# 3.3.Python HPC: Paralelismo con GPUs

## Reduction operation: the sum of the numbers in the range [0, value)

In [87]:
import numpy as np
import sys

def reduc_operation(A):
    """Compute the sum of the elements of Array A in the range [0, value)."""
    s = 0
    for i in range(A.size):
        s += A[i]
    return s

# Secuencial

value = int(sys.argv[1])
#value = 5*10**7
X = np.random.rand(value)

# Para imprimir los pimeros valores del array

# print(X[0:12])

# Utilizando las operaciones mágicas de ipython

tiempo = %timeit -r 2 -o -q reduc_operation(X)

print("Time taken by reduction operation using a function:", tiempo)


print(f"And the result of the sum of numbers in the range [0, value) is: {reduc_operation(X)}\n")


# Utilizando numpy.sum()

tiempo = %timeit -r 2 -o -q np.sum(X)

print("Time taken by reduction operation using numpy.sum():", tiempo)

print("Now, the result using numpy.sum():", np.sum(X),"\n ")


# Utilizando numpy.ndarray.sum()

tiempo= %timeit -r 2 -o -q X.sum()

print("Time taken by reduction operation using numpy.ndarray.sum():", tiempo)

print("Now, the result using numpy.ndarray.sum():", X.sum())




Time taken by reduction operation using a function: 5.21 s ± 234 ms per loop (mean ± std. dev. of 2 runs, 1 loop each)
And the result of the sum of numbers in the range [0, value) is: 25001562.876640774

Time taken by reduction operation using numpy.sum(): 19.7 ms ± 2.94 µs per loop (mean ± std. dev. of 2 runs, 100 loops each)
Now, the result using numpy.sum(): 25001562.87663684 
 
Time taken by reduction operation using numpy.ndarray.sum(): 19.7 ms ± 3.55 µs per loop (mean ± std. dev. of 2 runs, 100 loops each)
Now, the result using numpy.ndarray.sum(): 25001562.87663684


### a) Cupy

In [73]:
import cupy as cp

# Medir el tiempo de ejecución
tiempo = %timeit -r 2 -o -q cp.sum(X)

print("Time taken by reduction operation using cupy.sum():", tiempo)
print("Now, the result using cupy.sum():", cp.sum(X),"\n ")

Time taken by reduction operation using cupy.sum(): 19.3 ms ± 2.03 µs per loop (mean ± std. dev. of 2 runs, 100 loops each)
Now, the result using cupy.sum(): 25000124.068478685 
 


### b) Numba

In [89]:
import numba
from numba import cuda
from numba.cuda import reduce

# Crear el array en la GPU
X = np.random.rand(value)
X_device = cuda.to_device(X)

# Definir la reducción con una función simple de suma
@cuda.reduce
def sum_reduce(a, b):
    return a + b

# Ejecutar la reducción en la GPU
result = sum_reduce(X_device)

# Medir el tiempo de ejecución
tiempo = %timeit -r 2 -o -q sum_reduce(X_device)

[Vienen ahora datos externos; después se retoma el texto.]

PR #782, opened 2023-10-16
WIP Support multiple open items

mvasilak:
Adds support for multiple open items.

- [x] Keep track of open items in order of most recently opened
- [x] Show in items navigation bar button that restores last item and shows count of currently open items
- [x] Save/restore state of open items
- [x] Add support for PDF items
- [x] Add support for note items
- [x] Show in presented item navigation bar button menu that allows to quickly switch to another open item 
- [ ] Allow user to change order of presented open items

In consideration
- [x] Support separate open items for multiple windows
- [ ] Opening an already opened item in another window, should switch to that

### DIFF
--- a/Zotero/Controllers/Database/Requests/ReadItemDbRequest.swift
+++ b/Zotero/Controllers/Database/Requests/ReadItemDbRequest.swift
@@ -25,18 +25,3 @@ struct ReadItemDbRequest: DbResponseRequest {
         return item
     }
 }
-
-struct ReadItemGloballyDbRequest: DbResponseRequest {
-    typealias Response = RItem
-
-    let key: String
-
-    var needsWrite: Bool { return false }
-
-    func process(in database: Realm) throws -> RItem {
-        guard let item = database.objects(RItem.self).filter(.key(key)).first else {
-            throw DbError.objectNotFound
-        }
-        return item
-    }
-}
--- a/Zotero/Controllers/Database/Requests/ReadItemDbRequest.swift
+++ b/Zotero/Controllers/Database/Requests/ReadItemDbRequest.swift
@@ -25,3 +25,18 @@ struct ReadItemDbRequest: DbResponseRequest {
         return item
     }
 }
+
+struct ReadItemGloballyDbRequest: DbResponseRequest {
+    typealias Response = RItem
+
+    let key: String
+
+    var needsWrite: Bool { return false }
+
+    func process(in database: Realm) throws -> RItem {
+        guard let item = database.objects(RItem.self).filter(.key(key)).first else {
+            throw DbError.objectNotFound
+        }
+        return item
+    }
+}
--- a/Zotero/Controllers/OpenItemsController.swift
+++ b/Zotero/Controllers/OpenItemsController.swift
@@ -17,8 +17,50 @@ protocol OpenItemsPresenter: AnyObject {
 
 final class OpenItemsController {
     // MARK: Types
-    enum Item: Hashable, Equatable {
-        case pdf(library: Library, key: String)
+    enum Item: Hashable, Equatable, Codable {
+        case pdf(libraryId: LibraryIdentifier, key: String)
+        
+        // MARK: Types
+        enum ItemType: String, Codable {
+            case pdf
+        }
+        
+        // MARK: Properties
+        var type: ItemType {
+            switch self {
+            case .pdf:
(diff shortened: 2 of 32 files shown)


mvasilak:
@michalrentka this is ready for a first look. Things to keep in mind:
- I tried not to upset existing architecture a lot, hence at the time being I refrained from using something like child view controllers to switch between open items.
- Instant presentation solution using screenshot window might be a bit extreme. I'll investigate if it can be done in a more elegant way, e.g. using custom transitions.
- In practice cold switch between items seems adequate, but we may need to consider hot switch of view controllers kept in memory, if there are UX issues.

Next steps could be keeping separate open items for separate windows, support for notes or other items, customization of the menu, or new UI (e.g. tabs) that makes use of this facility.

Zotero/Scenes/AppCoordinator.swift
```diff
@@ -33,33 +33,33 @@ protocol AppLoginCoordinatorDelegate: AnyObject {
 
 final class AppCoordinator: NSObject {
     private typealias Action = (UIViewController) -> Void
-
+
```
michalrentka, line 36: Careful about these empty lines with tabs, I guess you have it enabled in Xcode so if possible please disable it.

Zotero/Controllers/OpenItemsController.swift
```diff
@@ -0,0 +1,235 @@
...
+            }
+            var actions: [UIAction] = []
+            let items = self.items
+            let openItem: Item? = disableOpenItem ? items.last : nil
+            var itemTuples: [(Item, RItem)] = []
+            do {
+                try dbStorage.perform(on: .main) { coordinator in
+                    for item in items {
+                        do {
+                            let rItem = try coordinator.perform(request: ReadItemGloballyDbRequest(key: item.key))
```
michalrentka, line 164: The `Item` enum holds `LibraryIdentifier` too, so why is there a need for `ReadItemGloballyDbRequest`?

michalrentka:
Looks good to me so far 👍. Just one comment regarding the `ReadItemGloballyDbRequest` which I think is not necessary.

Zotero/Controllers/Database/Requests/ReadItemDbRequest.swift
```diff
@@ -25,3 +25,18 @@ struct ReadItemDbRequest: DbResponseRequest {
...
+
+struct ReadItemGloballyDbRequest: DbResponseRequest {
+    typealias Response = RItem
+
+    let key: String
+
+    var needsWrite: Bool { return false }
+
+    func process(in database: Realm) throws -> RItem {
+        guard let item = database.objects(RItem.self).filter(.key(key)).first else {
```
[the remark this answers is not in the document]
mvasilak: Removed in https://github.com/zotero/zotero-ios/pull/782/commits/114f136cd6bffe050c751ba132ae2a30d7511e0c

Zotero/Controllers/OpenItemsController.swift
mvasilak: Fixed in https://github.com/zotero/zotero-ios/pull/782/commits/114f136cd6bffe050c751ba132ae2a30d7511e0c to use proper request. In an interim version, based on my mistake of `key` being unique in the database, I had a single request that read all items at once, which I later modified to a loop, so that's how I got there 😅

mvasilak:
@michalrentka ready for another look. New additions:
* User order is maintained in the bar buttom menu (not editable at the time being, it is always the order of first time item is opened).
* Support for notes.

Zotero/Controllers/OpenItemsController.swift
```diff
@@ -0,0 +1,282 @@
...
+
+final class OpenItemsController {
+    // MARK: Types
+    struct Item: Hashable, Equatable, Codable {
+        enum Kind: Hashable, Equatable, Codable {
+            case pdf(libraryId: LibraryIdentifier, key: String)
+            case note(libraryId: LibraryIdentifier, key: String)
+
+            // MARK: Types
+            enum `Type`: String, Codable {
```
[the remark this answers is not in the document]
mvasilak: Check https://github.com/zotero/zotero-ios/pull/782/commits/69211f1ada34a1155765fe270e634c34210fad5e

mvasilak:
Due to many changes when rebasing, this PR is closed to use a new branch.

PR #784, opened 2023-10-19
Improve annotation page label

### LINKED ISSUE #781: Limit page label length
https://forums.zotero.org/discussion/comment/446026/#Comment_446026

App currently doesn't limit the input length when editing page labels (macOS app limits that to 16 characters, although API upper limit is larger).

This leads to these issues:
- Annotation header buttons are pushed of view.
Screenshot 2023-10-16 at 15 39 18

- Sync fails due to page label being too long.
Screenshot 2023-10-16 at 15 39 40

- [x] Limit page label to specified length, e.g. 16 characters. 
- [x] Fix annotation header UI, so that the page label truncates when too large, and buttons don't disappear.
- [x] Migrate existing page labels by truncating to specified length.

mvasilak:
Closes #781

The same annotation page label max length as in the macOS client is used, but since the API does allow a larger limit, we may want to revisit that.

### DIFF
--- a/Zotero/Models/Database/Database.swift
+++ b/Zotero/Models/Database/Database.swift
@@ -13,7 +13,7 @@ import RealmSwift
 import Network
 
 struct Database {
-    private static let schemaVersion: UInt64 = 39
+    private static let schemaVersion: UInt64 = 40
 
     static func mainConfiguration(url: URL, fileStorage: FileStorage) -> Realm.Configuration {
         var config = Realm.Configuration(fileURL: url,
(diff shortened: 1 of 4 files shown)


Zotero/Models/Database/Database.swift
```diff
@@ -50,9 +50,26 @@ struct Database {
...
+        migration.enumerateObjects(ofType: RItem.className()) { oldObject, newObject in
+            let maxLength = 16
+            guard oldObject?["rawType"] as? String == ItemTypes.annotation,
+                  var fields = oldObject?["fields"] as? List<MigrationObject>,
+                  let index = fields.firstIndex(where: { $0["key"] as? String == FieldKeys.Item.Annotation.pageLabel }),
+                  let pageLabel = fields[index]["value"] as? String,
+                  pageLabel.count > maxLength
+            else { return }
+            (newObject?["fields"] as? List<MigrationObject>)?[index]["value"] = pageLabel.prefix(maxLength)
+            (newObject?["fields"] as? List<MigrationObject>)?[index]["changed"] = true
```
michalrentka, line 69: If we want this to sync, you need to add a `RObjectChange` with value of `RItemChanges.fields` for this `RItem` too.

michalrentka (changes requested):

Zotero/Models/Database/Database.swift
mvasilak: Check https://github.com/zotero/zotero-ios/pull/784/commits/3649765e8a45246a2910e20b07f99fc6c62613e4

michalrentka (approved):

print("Time taken by reduction operation using Numba (optimized GPU sum):", tiempo)
print(f"Now, the result using Numba: {result}\n")



Time taken by reduction operation using Numba (optimized GPU sum): 1.77 ms ± 1.26 µs per loop (mean ± std. dev. of 2 runs, 1,000 loops each)
Now, the result using Numba: 25001947.034582853



## Analisis

Se puede observar que el desempeño mejora considerablemente al utilizar las librerias cupy y numba. Es especialmente notable como el decorador cuda.reduce combinado con cuda.to_device(X) para pasar el array a la GPU permite optimizar tanto la funcion de reduccion.